On the reproductive capabilities of aneuploid human preimplantation embryos

Abstract

In IVF cycles, the application of aneuploidy testing at the blastocyst stage is quickly growing, and the latest reports estimate almost half of cycles in the US undergo preimplantation genetic testing for aneuploidies (PGT-A). Following PGT-A cycles, understanding the predictive value of an aneuploidy result is paramount for making informed decisions about the embryo's fate and utilization. Compelling evidence from non-selection trials strongly supports that embryos diagnosed with a uniform whole-chromosome aneuploidy very rarely result in the live birth of a healthy baby, while their transfer exposes women to significant risks of miscarriage and chromosomally abnormal pregnancy. On the other hand, embryos displaying low range mosaicism for whole chromosomes have shown reproductive capabilities somewhat equivalent to uniformly euploid embryos, and they have comparable clinical outcomes and gestational risks. Therefore, given their clearly distinct biological origin and clinical consequences, careful differentiation between uniform and mosaic aneuploidy is critical in both the clinical setting when counseling individuals and in the research setting when presenting aneuploidy studies in human embryology. Here, we focus on the evidence gathered so far on PGT-A diagnostic predictive values and reproductive outcomes observed across the broad spectrum of whole-chromosome aneuploidies detected at the blastocyst stage to obtain evidence-based conclusions on the clinical management of aneuploid embryos in the quickly growing PGT-A clinical setting.

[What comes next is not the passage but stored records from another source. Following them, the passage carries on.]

PR #3919, opened 2020-09-21
chore(tasks): Add logging for when tasks take a long time to run

marchello2000:
This change adds logging for when a tasks `execute` method takes a long time to run (over 30s).
Since tasks have a pretty sensitive ack timeout, having a long running taks might be indicative of a problem to come.

We have metrics for task invocation times as well, but once an operator knows that some task takes a long time, it's useful to find it in logs to see what it was doing for further investigation

### DIFF
--- a/orca-queue/src/main/kotlin/com/netflix/spinnaker/orca/q/handler/RunTaskHandler.kt
+++ b/orca-queue/src/main/kotlin/com/netflix/spinnaker/orca/q/handler/RunTaskHandler.kt
@@ -86,6 +86,13 @@ class RunTaskHandler(
   private val dynamicConfigService: DynamicConfigService
 ) : OrcaMessageHandler<RunTask>, ExpressionAware, AuthenticationAware {
 
+  /**
+   *  If a task takes longer than this number of ms to run, we will print a warning.
+   *  This is an indication that the task might eventually hit the dreaded message ack timeout and might end
+   *  running multiple times cause unintended side-effects.
+   */
+  private val warningInvocationTimeMs = 30000
+
   override fun handle(message: RunTask) {
     message.withTask { origStage, taskModel, task ->
       var stage = origStage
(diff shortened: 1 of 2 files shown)


orca-queue/src/main/kotlin/com/netflix/spinnaker/orca/q/handler/RunTaskHandler.kt
```diff
@@ -203,6 +211,10 @@ class RunTaskHandler(
       ).forEach { name, tags ->
         registry.timer(name, tags).record(elapsedMillis, TimeUnit.MILLISECONDS)
       }
+
+      if (elapsedMillis >= warningInvocationTimeMs) {
+        log.info("Task invocation for task ${taskModel.implementingClass} in stage ${stage.type} with id ${stage.id} took over $warningInvocationTimeMs")
```
ajordens, line 216: Might be a little easier to parse this log statement (in sumo) if:

```
log.info("Task invocation took over {}ms (taskType: {}, stageType: {}, stageId: {})", ...)
```

Short of actually dropping them on MDC.

orca-queue/src/main/kotlin/com/netflix/spinnaker/orca/q/handler/RunTaskHandler.kt
```diff
@@ -86,6 +86,13 @@ class RunTaskHandler(
   private val dynamicConfigService: DynamicConfigService
 ) : OrcaMessageHandler<RunTask>, ExpressionAware, AuthenticationAware {
 
+  /**
+   *  If a task takes longer than this number of ms to run, we will print a warning.
+   *  This is an indication that the task might eventually hit the dreaded message ack timeout and might end
+   *  running multiple times cause unintended side-effects.
+   */
+  private val warningInvocationTimeMs = 30000
```
ajordens, line 94: Perhaps configurable with the default 30s.

ajordens (approved):
LGTM beyond a tweak to the log line.

PR #3920, opened 2020-09-22
fix(disable): Fixes issue when only using healthcheck provider

diasjorge:
* Google provider does not set server group flag as disabled causing
  the task to timeout since it will never finish.
  * Issue: spinnaker/spinnaker#6038


diasjorge:
Hi @dreynaud, please could you help me review this patch?

dreynaud:
> Hi @dreynaud, please could you help me review this patch?

Hi @diasjorge, I am concerned that this change will introduce side effects for providers that do set the `disabled` flag. If possible, I think it would be preferable for the Google provider to set the `disabled` flag (yay for consistency 🙌)

diasjorge:
I was waiting for some response but nothing yet. I think the google provider does not have access to the interestinghealthproviders used in this stage. With the patch we would only call instancesdowntask if the server group only cares about the cloud health check. This behavior is the same as before 1.22 but we’ll call the instancesdown task which should know how to handle things correctly as you changed in your patch. What do you think?

dreynaud:
@diasjorge we can't merge this change as-is, it will introduce a regression. Consider the case of an EC2 server group with `interestingHealthProviderNames == ["Amazon"]`. 

Before this change:
- we would first make sure that `disabled == true`
- then we would check that `waitForRequiredInstancesDownTask` succeeds, which it always does when only considering the cloud provider health

After this change:
- we would go straight to `waitForRequiredInstancesDownTask`, which always succeeds when only considering the cloud provider health
- `disabled` may be true or false, no guarantee anymore! This is a problem

diasjorge:
@dreynaud thanks for the explanation, it's just I don't know the internal to fix the google provider to do such a thing. I'm only a spinnaker user. As it stands, the shrink cluster stage doesn't work with google health checks after 1.22. I wish there was some process to escalate it to the right person.

PR #3924, opened 2020-09-24
Revert "fix(aws): do not filter scaling processes to resume/suspend"

cfieber:
Reverts spinnaker/orca#3910

Seeing that if a user manually selects a server group and issues a resize operation then we will always resume launch/terminate at the start of that and suspend launch/terminate at the end leaving the ASG in a bad state


cfieber:
closing this, I've just rolled our orca back for now

PR #3925, opened 2020-09-24
fix(aws): *do* filter scaling processes to resume/suspend

dreynaud:
This reverts commit b146bf638d3090b1542f860ec39b1cefac564f63 (#3910)


marchello2000 (approved):
😢

dreynaud:
1. no filtering means we now always resume (great!)
2. which means we now always have a scalingProcesses.${asgName} output from the resume scaling processes task (uh oh)
3. which means the suspend scaling processes task now always has something to pick up and suspend (not great :weary:)

Reverting this now to avoid spreading further badness. A longer term fix could be to:
1. take a snapshot of the target server group at the beginning of the resize stage
2. always resume scaling processes
3. turn "suspend scaling processes" into "restore scaling processes", i.e. only suspend things that were suspended in the snapshot. That way we avoid relying on the implicit signal ("if things have been resumed, they shall be suspended again")

PR #3927, opened 2020-09-25
feat(stages): Make pipeline stage skippable.

haleyw:
Update canManuallySkip to look at stage context and override it on the PipelineStage to enable pipeline stages to be skippable.


marchello2000 (approved):
LGTM, thanks for doing this!

PR #3933, opened 2020-09-29
feat(webhooks): Allow for webhook monitor tasks without JSON processing

hashbrowncipher:
This allows us to monitor webhook responses while allowing the recipient
server to hold the entire logic for determining status. This is possible
today with CreateWebhookTask, but CreateWebhookTask has a fixed timeout,
whereas MonitorWebhookTask has an overrideable timeout. Another option
would be to make CreateWebhookTask into an
OverrideableTimeoutRetryableTask.

### DIFF
--- a/orca-webhook/src/main/groovy/com/netflix/spinnaker/orca/webhook/tasks/MonitorWebhookTask.groovy
+++ b/orca-webhook/src/main/groovy/com/netflix/spinnaker/orca/webhook/tasks/MonitorWebhookTask.groovy
@@ -68,9 +68,8 @@ class MonitorWebhookTask implements OverridableTimeoutRetryableTask {
   TaskResult execute(StageExecution stage) {
     WebhookStage.StageData stageData = stage.mapTo(WebhookStage.StageData)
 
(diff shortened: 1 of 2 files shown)


hashbrowncipher:
> We prefer small, well tested pull requests.

It's small but I can't claim it's well tested. I could use assistance from a member of the team in determining whether this is a desireable feature and the right way to approach the problem. Please consider this a feature request that happened to reach PR form.

marchello2000:
Looks good to me, thanks for putting this together.
If you don't mind, probably worth updating [this](https://github.com/spinnaker/deck/blob/master/app/scripts/modules/core/src/help/help.contents.ts#L474) string to say something like 
```
"JSON path to the status information in the webhook's response JSON. (e.g. <samp>$.buildInfo.status</samp>)<br>
If left empty a 200 response from the status endpoint will be considered a success"
```

marchello2000 (approved):

hashbrowncipher:
PR opened: https://github.com/spinnaker/deck/pull/8608

Thanks for the pointer! I didn't know those docs existed.

PR #4570, opened 2023-10-24
fix(artifacts): separate resolve artifacts for trigger of type pipeline

nemesisOsorio:
Follow up to
* https://github.com/spinnaker/orca/pull/4489
* https://github.com/spinnaker/orca/pull/4568

Triggering a pipeline from Pipeline A using the [pipeline stage](https://spinnaker.io/docs/reference/pipeline/stages/#pipeline) where Pipeline B uses BakeManifestStage or DeployManifestStage which rely on expectedArtifacts is broken. [ArtifactUtils](https://github.com/spinnaker/orca/blob/master/orca-core/src/main/java/com/netflix/spinnaker/orca/pipeline/util/ArtifactUtils.java#L264-L275) is filtering the `expectedArtifacts` needed in stages.

In 1.28, you were able to define expectedArtifacts in Pipeline B, and when you triggered from Pipeline A, Pipeline B was able to resolve the artifacts from Pipeline A. [Passing artifacts between pipelines](https://spinnaker.io/docs/reference/ref-artifacts/in-pipelines/#passing-artifacts-between-pipelines)

We are partially reverting some changes from:
* https://github.com/spinnaker/orca/pull/4397
* https://github.com/spinnaker/orca/pull/4489
* https://github.com/spinnaker/orca/pull/4526

because they are not needed anymore. 

Fixes https://github.com/spinnaker/spinnaker/issues/6897

### DIFF
--- a/orca-core/src/main/java/com/netflix/spinnaker/orca/pipeline/util/ArtifactResolver.java
+++ b/orca-core/src/main/java/com/netflix/spinnaker/orca/pipeline/util/ArtifactResolver.java
@@ -17,7 +17,6 @@
 package com.netflix.spinnaker.orca.pipeline.util;
 
 import static com.google.common.collect.ImmutableList.toImmutableList;
-import static java.lang.String.format;
 
 import com.google.common.base.Suppliers;
 import com.google.common.collect.ImmutableList;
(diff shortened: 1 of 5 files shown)


nemesisOsorio:
Closing in favor of https://github.com/spinnaker/orca/pull/4579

Keywords: IVF; aneuploidy; meiosis; mosaicism; preimplantation genetic testing.

Figure 1

Main differences between retrospective, RCT, and non-selection studies when assessing predictive values of PGT-A findings in the broad spectrum of aneuploidies During the enrollment phase, intervention is performed prior to group assignment (cohort study), after group assignment (RCT), or not performed (non-selection). Outcome measure for RCTs is limited to the clinical utility of the intervention as sufficiently powered post-intervention randomization requires a prohibitive large population. A robust evaluation of embryo’s reproductive potential in cohort studies is prevented by several uncontrolled factors and covariates that affect treatment’s prognosis independently from embryo’s chromosomal status. Non-selection trials offer the possibility to evaluate the predictive value of different types of chromosomal abnormalities including uniform and mosaic aneuploidies. ET, embryo transfer.